## Exercise instructions:
In the entries below, find the line with "PR #1042, opened 2020-05-15" and print exactly every line from there up to and including the line with "- Choose between", with no other lines.

## Input for this task:
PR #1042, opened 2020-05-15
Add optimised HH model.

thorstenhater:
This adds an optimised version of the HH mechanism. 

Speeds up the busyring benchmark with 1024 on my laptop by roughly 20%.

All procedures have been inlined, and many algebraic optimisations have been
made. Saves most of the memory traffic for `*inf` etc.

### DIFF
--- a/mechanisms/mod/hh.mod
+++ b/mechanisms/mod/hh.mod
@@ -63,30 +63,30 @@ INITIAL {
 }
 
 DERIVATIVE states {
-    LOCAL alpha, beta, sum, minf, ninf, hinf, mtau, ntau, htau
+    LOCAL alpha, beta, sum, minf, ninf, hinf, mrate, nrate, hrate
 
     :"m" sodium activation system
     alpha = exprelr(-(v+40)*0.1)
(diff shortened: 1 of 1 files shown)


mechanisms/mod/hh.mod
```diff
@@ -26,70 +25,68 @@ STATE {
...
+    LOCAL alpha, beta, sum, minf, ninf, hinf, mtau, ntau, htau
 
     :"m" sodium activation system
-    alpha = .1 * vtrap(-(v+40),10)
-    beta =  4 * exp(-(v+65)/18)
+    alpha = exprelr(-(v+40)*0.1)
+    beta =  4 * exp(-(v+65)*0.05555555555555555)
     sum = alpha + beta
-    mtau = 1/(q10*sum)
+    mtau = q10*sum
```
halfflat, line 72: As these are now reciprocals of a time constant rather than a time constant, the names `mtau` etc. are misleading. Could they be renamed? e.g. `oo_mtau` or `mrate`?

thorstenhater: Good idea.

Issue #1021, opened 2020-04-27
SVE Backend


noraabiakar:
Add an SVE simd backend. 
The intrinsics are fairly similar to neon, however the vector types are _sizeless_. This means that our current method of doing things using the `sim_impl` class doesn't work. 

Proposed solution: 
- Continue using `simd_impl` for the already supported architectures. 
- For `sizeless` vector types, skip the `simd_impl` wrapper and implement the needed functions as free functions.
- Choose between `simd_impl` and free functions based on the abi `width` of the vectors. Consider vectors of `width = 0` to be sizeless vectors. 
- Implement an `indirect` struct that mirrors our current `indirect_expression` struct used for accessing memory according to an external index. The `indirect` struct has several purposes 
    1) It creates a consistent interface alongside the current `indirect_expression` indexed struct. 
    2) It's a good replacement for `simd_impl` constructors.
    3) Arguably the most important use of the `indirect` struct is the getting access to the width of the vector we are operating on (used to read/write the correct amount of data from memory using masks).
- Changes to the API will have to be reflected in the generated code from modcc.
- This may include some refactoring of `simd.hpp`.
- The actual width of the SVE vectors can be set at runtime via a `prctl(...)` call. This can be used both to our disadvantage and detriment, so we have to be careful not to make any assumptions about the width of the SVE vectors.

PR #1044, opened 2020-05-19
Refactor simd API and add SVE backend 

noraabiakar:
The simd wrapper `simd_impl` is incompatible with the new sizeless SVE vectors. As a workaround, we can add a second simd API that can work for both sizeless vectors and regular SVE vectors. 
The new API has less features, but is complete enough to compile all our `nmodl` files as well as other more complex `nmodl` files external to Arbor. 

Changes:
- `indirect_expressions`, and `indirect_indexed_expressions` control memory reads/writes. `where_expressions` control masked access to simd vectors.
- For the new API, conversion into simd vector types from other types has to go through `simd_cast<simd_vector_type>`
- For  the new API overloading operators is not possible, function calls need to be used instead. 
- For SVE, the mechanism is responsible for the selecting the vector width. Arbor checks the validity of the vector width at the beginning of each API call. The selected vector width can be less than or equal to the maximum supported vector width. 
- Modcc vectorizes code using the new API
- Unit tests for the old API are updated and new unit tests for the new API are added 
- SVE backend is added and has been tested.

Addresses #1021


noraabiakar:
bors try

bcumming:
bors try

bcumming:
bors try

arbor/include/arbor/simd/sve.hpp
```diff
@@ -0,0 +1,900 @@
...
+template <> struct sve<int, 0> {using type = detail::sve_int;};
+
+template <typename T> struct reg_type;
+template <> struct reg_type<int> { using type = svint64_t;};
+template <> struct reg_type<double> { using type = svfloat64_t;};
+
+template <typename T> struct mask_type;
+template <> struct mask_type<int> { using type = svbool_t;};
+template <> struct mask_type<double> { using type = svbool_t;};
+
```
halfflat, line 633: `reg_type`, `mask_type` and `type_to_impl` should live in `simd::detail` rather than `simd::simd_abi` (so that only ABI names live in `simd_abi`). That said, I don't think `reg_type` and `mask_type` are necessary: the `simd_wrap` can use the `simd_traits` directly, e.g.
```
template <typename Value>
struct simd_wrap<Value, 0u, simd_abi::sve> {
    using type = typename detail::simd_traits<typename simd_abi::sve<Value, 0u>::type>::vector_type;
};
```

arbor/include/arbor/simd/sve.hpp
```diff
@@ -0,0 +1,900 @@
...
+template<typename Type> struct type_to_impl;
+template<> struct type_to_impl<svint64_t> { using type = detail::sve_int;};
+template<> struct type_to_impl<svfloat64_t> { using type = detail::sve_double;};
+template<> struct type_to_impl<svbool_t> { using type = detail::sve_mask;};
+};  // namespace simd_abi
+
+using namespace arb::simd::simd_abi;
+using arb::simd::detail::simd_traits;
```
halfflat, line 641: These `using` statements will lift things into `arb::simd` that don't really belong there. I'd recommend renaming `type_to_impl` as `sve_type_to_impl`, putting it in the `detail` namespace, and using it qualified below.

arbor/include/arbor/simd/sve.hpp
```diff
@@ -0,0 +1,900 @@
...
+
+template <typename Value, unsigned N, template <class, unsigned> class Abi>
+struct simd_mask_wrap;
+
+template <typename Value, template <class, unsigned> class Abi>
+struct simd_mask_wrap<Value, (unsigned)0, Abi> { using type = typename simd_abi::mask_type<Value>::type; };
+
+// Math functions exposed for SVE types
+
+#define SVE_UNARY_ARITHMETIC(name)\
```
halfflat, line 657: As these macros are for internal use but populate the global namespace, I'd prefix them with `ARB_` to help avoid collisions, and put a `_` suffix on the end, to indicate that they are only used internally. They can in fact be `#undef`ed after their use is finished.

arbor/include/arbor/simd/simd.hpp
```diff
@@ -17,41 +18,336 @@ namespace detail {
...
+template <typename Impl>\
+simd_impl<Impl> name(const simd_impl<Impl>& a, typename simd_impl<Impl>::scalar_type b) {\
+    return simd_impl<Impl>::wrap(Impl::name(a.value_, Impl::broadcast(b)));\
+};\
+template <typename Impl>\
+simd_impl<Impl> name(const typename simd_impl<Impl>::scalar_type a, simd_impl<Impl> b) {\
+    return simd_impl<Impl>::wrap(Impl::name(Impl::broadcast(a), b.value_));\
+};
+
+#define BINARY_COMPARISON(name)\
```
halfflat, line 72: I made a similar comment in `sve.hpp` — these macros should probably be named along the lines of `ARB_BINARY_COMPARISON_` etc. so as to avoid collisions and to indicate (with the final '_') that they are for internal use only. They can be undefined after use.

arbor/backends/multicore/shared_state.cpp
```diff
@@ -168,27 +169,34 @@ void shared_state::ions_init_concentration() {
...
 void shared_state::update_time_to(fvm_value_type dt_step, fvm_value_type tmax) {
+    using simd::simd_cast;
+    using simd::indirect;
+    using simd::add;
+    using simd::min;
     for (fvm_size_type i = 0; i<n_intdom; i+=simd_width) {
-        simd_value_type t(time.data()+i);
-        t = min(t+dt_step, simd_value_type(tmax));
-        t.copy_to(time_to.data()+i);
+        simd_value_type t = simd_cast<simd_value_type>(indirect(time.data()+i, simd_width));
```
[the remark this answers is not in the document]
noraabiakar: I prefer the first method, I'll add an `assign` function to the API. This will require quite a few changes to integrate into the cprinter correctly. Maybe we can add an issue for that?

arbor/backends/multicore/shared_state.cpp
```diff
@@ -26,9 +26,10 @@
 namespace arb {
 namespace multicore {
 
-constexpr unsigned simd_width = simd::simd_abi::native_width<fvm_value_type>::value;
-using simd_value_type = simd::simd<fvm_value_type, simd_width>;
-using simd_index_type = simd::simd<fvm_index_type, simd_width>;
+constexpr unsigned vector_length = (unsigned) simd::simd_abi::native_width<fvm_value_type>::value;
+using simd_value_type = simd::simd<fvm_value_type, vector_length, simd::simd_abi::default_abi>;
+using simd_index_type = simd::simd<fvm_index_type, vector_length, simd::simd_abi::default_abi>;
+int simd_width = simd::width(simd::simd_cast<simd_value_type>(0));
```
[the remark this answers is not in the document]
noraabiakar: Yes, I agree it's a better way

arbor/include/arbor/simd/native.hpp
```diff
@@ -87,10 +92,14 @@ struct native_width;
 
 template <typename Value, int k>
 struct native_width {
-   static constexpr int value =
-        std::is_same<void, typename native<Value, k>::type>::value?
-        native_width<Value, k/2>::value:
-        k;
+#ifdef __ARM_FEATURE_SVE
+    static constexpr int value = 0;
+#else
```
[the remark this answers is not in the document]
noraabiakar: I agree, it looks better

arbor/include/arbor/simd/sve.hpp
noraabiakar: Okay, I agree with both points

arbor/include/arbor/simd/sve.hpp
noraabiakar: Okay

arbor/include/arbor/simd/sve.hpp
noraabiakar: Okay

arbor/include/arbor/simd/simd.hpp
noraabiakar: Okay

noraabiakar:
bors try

---

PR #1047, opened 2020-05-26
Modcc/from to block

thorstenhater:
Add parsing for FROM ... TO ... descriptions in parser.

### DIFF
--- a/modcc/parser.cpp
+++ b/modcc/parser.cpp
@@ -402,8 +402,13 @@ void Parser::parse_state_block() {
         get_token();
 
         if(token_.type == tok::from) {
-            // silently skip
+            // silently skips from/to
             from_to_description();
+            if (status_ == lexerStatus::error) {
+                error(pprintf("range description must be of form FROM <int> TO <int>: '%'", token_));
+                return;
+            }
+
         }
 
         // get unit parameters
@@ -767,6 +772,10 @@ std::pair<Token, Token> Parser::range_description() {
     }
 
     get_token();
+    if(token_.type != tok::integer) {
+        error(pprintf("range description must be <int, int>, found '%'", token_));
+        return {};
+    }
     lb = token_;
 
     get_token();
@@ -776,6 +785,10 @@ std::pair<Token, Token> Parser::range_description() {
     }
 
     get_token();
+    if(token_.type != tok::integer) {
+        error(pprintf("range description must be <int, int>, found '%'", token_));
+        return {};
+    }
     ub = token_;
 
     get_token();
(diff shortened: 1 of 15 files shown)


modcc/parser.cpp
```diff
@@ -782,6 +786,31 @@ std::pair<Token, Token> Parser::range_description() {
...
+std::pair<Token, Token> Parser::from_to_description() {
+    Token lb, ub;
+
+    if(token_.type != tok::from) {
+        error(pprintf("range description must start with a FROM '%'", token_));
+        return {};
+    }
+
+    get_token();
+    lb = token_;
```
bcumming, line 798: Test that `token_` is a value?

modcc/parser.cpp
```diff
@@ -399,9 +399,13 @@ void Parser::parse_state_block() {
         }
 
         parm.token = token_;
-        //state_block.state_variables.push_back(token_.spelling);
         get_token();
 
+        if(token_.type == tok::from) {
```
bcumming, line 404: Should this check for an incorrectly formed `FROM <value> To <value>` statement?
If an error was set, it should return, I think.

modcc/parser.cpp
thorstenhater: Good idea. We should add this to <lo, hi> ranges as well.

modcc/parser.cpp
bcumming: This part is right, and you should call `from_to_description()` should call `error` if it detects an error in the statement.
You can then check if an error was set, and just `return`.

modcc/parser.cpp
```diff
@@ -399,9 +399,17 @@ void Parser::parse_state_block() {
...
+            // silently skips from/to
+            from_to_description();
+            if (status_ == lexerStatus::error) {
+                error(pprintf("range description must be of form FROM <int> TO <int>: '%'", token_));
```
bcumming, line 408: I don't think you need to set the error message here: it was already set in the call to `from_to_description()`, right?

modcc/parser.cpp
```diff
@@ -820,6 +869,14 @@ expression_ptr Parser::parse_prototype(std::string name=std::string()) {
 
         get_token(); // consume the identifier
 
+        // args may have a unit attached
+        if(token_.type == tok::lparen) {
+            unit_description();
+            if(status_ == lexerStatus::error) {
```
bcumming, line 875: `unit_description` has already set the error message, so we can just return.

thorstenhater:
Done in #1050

## Solution:
PR #1042, opened 2020-05-15
Add optimised HH model.

thorstenhater:
This adds an optimised version of the HH mechanism. 

Speeds up the busyring benchmark with 1024 on my laptop by roughly 20%.

All procedures have been inlined, and many algebraic optimisations have been
made. Saves most of the memory traffic for `*inf` etc.

### DIFF
--- a/mechanisms/mod/hh.mod
+++ b/mechanisms/mod/hh.mod
@@ -63,30 +63,30 @@ INITIAL {
 }
 
 DERIVATIVE states {
-    LOCAL alpha, beta, sum, minf, ninf, hinf, mtau, ntau, htau
+    LOCAL alpha, beta, sum, minf, ninf, hinf, mrate, nrate, hrate
 
     :"m" sodium activation system
     alpha = exprelr(-(v+40)*0.1)
(diff shortened: 1 of 1 files shown)


mechanisms/mod/hh.mod
```diff
@@ -26,70 +25,68 @@ STATE {
...
+    LOCAL alpha, beta, sum, minf, ninf, hinf, mtau, ntau, htau
 
     :"m" sodium activation system
-    alpha = .1 * vtrap(-(v+40),10)
-    beta =  4 * exp(-(v+65)/18)
+    alpha = exprelr(-(v+40)*0.1)
+    beta =  4 * exp(-(v+65)*0.05555555555555555)
     sum = alpha + beta
-    mtau = 1/(q10*sum)
+    mtau = q10*sum
```
halfflat, line 72: As these are now reciprocals of a time constant rather than a time constant, the names `mtau` etc. are misleading. Could they be renamed? e.g. `oo_mtau` or `mrate`?

thorstenhater: Good idea.

Issue #1021, opened 2020-04-27
SVE Backend


noraabiakar:
Add an SVE simd backend. 
The intrinsics are fairly similar to neon, however the vector types are _sizeless_. This means that our current method of doing things using the `sim_impl` class doesn't work. 

Proposed solution: 
- Continue using `simd_impl` for the already supported architectures. 
- For `sizeless` vector types, skip the `simd_impl` wrapper and implement the needed functions as free functions.
- Choose between `simd_impl` and free functions based on the abi `width` of the vectors. Consider vectors of `width = 0` to be sizeless vectors. 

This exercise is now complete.